Erika Kirk watched her husband get assassinated six months ago.
Now a retail employee is weaponizing her clothing receipts against her.
What Alo did next – and what they're now facing – is something every conservative customer needs to know.
How the Erika Kirk Shopping Spree Smear Collapsed
A TikTok creator with nearly 900,000 followers posted a video claiming an Alo employee contacted him directly with Kirk's private purchase history.
The receipt showed a purchase of more than $1,000 at a Salt Lake City Alo store on the morning of September 11, 2025 – hours after Charlie Kirk was pronounced dead from an assassin's bullet.
The creator declared the receipt would "completely ruin Erika Kirk's entire story" and accused her of going on a shopping spree while her husband's body was still warm.
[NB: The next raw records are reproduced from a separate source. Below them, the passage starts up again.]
PR #102, opened 2016-01-08
Add some basic checks which verify that a no default private and public key is installed for stanley

Kami:
This pull request adds some basic checks which verify that a no default private key and public key is installed for stanley user after install.sh script completes.

As an additional check / improvement we should also add some tests which verify that the key is indeed installed when `st2::stanley::ssh_private_key` value is set in the answers file.

### DIFF
--- a/actions/workflows/st2workroom_test.yaml
+++ b/actions/workflows/st2workroom_test.yaml
@@ -76,27 +76,13 @@
         distro: "{{distro}}"
         user: "{{st2_username}}"
         pass: "{{st2_password}}"
-      on-success: "verify_no_default_private_ssh_key_is_installed_for_stanley_1"
+      on-success: "verify_no_default_keys_are_installed_for_stanley_user"
     -
-      name: "verify_no_default_private_ssh_key_is_installed_for_stanley_1"
-      ref: "core.remote_sudo"
+      name: "verify_no_default_keys_are_installed_for_stanley_user"
+      ref: "st2cd.st2workroom_verify_default_stanley_ssh_keys_are_not_installed"
       params:
         hosts: "{{hostname}}"
-        cmd: 'test -f /home/stanley/.ssh/st2_stanley_key && (echo "Private SSH key file exists for stanley user" ; exit 1)'
-      on-success: "verify_no_default_private_ssh_key_is_installed_for_stanley_2"
-    -
-      name: "verify_no_default_private_ssh_key_is_installed_for_stanley_2"
-      ref: "core.remote_sudo"
-      params:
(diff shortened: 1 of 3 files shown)


estee-tew:
https://stackstorm.slack.com/archives/stackstorm/p1452276280021714

actions/workflows/st2workroom_test.yaml
```diff
@@ -76,7 +76,29 @@
         distro: "{{distro}}"
         user: "{{st2_username}}"
         pass: "{{st2_password}}"
+      on-success: "verify_no_default_private_ssh_key_is_installed_for_stanley_1"
```
manasdk: Could these test be a separate workflow simply called from here? I suspect these will grow.

actions/workflows/st2workroom_test.yaml
```diff
@@ -76,7 +76,29 @@
...
+      params:
+        hosts: "{{hostname}}"
+        cmd: 'files=$(find /home/stanley/.ssh/ -type f ! -name authorized_keys | wc -l) ; if [ $files -gt 0 ]; then echo "Found SSH key files"; exit 1; fi'
+      on-success: "verify_no_default_authorized_key_is_installed_for_instaley"
+    -
+      name: "verify_no_default_authorized_key_is_installed_for_instaley"
+      ref: "core.remote_sudo"
+      params:
+        hosts: "{{hostname}}"
+        cmd: 'lines=$(cat /home/stanley/.ssh/authorized_keys | grep st2_stanley_key | wc -l) ; if [ $lines -gt 0 ]; then echo "Found default stanley in authorized_keys"; exit 1; fi'
```
manasdk: lol ... this constitutes an abuse in my view :P

Kami: I agree, I'm not a fan of it, but right now there is really no nicer way to do it.

I was thinking about putting those checks in script files and rsyncing / scping those files over and directly calling them.

Kami: Actually, I will try porting it remote runner script action and see how it goes.

I wanted to do that in the past with st2enterprise tests, but I had some issues.

Kami:
I'll go ahead, merge this into master and work from there.

The whole develop / test loop is already slow and having this change in a branch makes it even slower.

actions/workflows/st2workroom_test.yaml
Kami: Much better now - https://github.com/StackStorm/st2cd/pull/102/files#diff-b42acea6d62fe3c15c64402a82b63f13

The video has since been viewed over 8 million times.
The smear collapsed within 24 hours.
TPUSA staffer Elizabeth McCoy went public with a full account of what actually happened.
"I was the one who made the Alo purchase, in person, in Utah," McCoy wrote.
When the call came that Charlie had been shot, the whole team bolted from the office and boarded a plane with only what they had on their backs.
They spent the day at the hospital in those clothes and wore them through the night.
The next morning, a friend handed McCoy her credit card to go pick up clothing and toiletries for the team – including Erika.
"Alo was down the street," McCoy explained.
She called the campaign against Kirk what it was: "a planned, manufactured attack."
https://twitter.com/ProjectConstitu/status/2034244735359975848
Alo Yoga Privacy Breach Exposes Customers
A TPUSA insider confirmed to Fox News Digital that the items were purchased for staffers who had made it to Utah with nothing but the clothes on their backs.
Alo did not respond to questions about whether it would investigate the employee who leaked the receipt – or whether the company finds it appropriate to share a customer's purchasing history with a hostile political influencer.
Instead, the brand quietly locked its X account.
This is a company that already settled a privacy class action after its streaming platform was caught disclosing viewer data to Facebook without consent.
It currently faces a separate $150 million lawsuit over undisclosed influencer marketing arrangements.
And now one of its employees allegedly pulled a grieving widow's account, packaged her receipt, and handed it to a TikTok creator with nearly a million followers – specifically to destroy her reputation.
That's not a data breach. That's a targeting operation.
Attorney Danny Karon told Fox News Digital that what happened to Kirk isn't just bad optics – it's potential legal exposure under multiple theories.
The Utah Consumer Privacy Act, enacted in 2023, governs how retailers can share customer data – but Karon said the UCPA doesn't cover what Alo is accused of here.
"What happened was a privacy breach that gives rise to several common-law claims," Karon said, identifying breach of contract, doxxing, negligence, intrusion upon seclusion, and public disclosure of private facts as grounds for action.
Because the purchase occurred at a Utah brick-and-mortar location, Utah law applies – even though Kirk is not a Utah resident.
Karon also noted that the Federal Trade Commission Act bars deceptive or unfair practices, meaning a retailer that promises not to share customer data but allows an employee to hand it to a political operative may be looking at a federal violation on top of the civil claims.
Conservative commentator Alex Clark didn't mince words.
"An Alo employee leaked a customer's private purchase history to smear her – after those items were bought in the immediate aftermath of one of the most horrific murders in American history," Clark posted.
"Alo refuses to apologize and now locks their Twitter account. You are a despicable company and this is predatory behavior."
OutKick's Mary Katharine Ham – who lost her first husband in 2015 – said the smear exposed how little Kirk's critics understand about grief logistics.
"If your loved one dies far from your home and you rush to them, you will need clothes," Ham wrote, explaining that she regularly advises friends in crisis to send comfortable items their loved one can wear "from couch to funeral home to probate court."
Why Conservatives Should Cancel Their Alo Yoga Account Now
The Utah attorney general has authority to pursue UCPA violations.
Kirk's legal team has every civil mechanism available under the claims Karon identified.
But you don't have to wait for a lawyer to act.
Alo knows who you voted for.
They know what you buy, when you bought it, and where you live.
And when one of their employees decided to use that information as a political weapon against a conservative widow in the worst moment of her life – the company locked its account and said nothing.
Cancel your Alo account today.
Sources:
- Brian Flood, "Alo faces potential legal trouble after Erika Kirk's clothing purchase history turned into viral smear," Fox News, March 20, 2026.
- "Cruel Hoax Targets Erika Kirk: Shopping Spree Lie Exposed as Sick Attack on Widow Amid Alo Privacy Breach," Twitchy, March 20, 2026.
- "Alo Moves Privacy Class Action Settlement," Top Class Actions, November 6, 2024.
- "ALO Yoga, Influencers Hit With $150M Class Action Lawsuit Over Undisclosed Paid Social Media Campaigns," Net Influencer, May 19, 2025.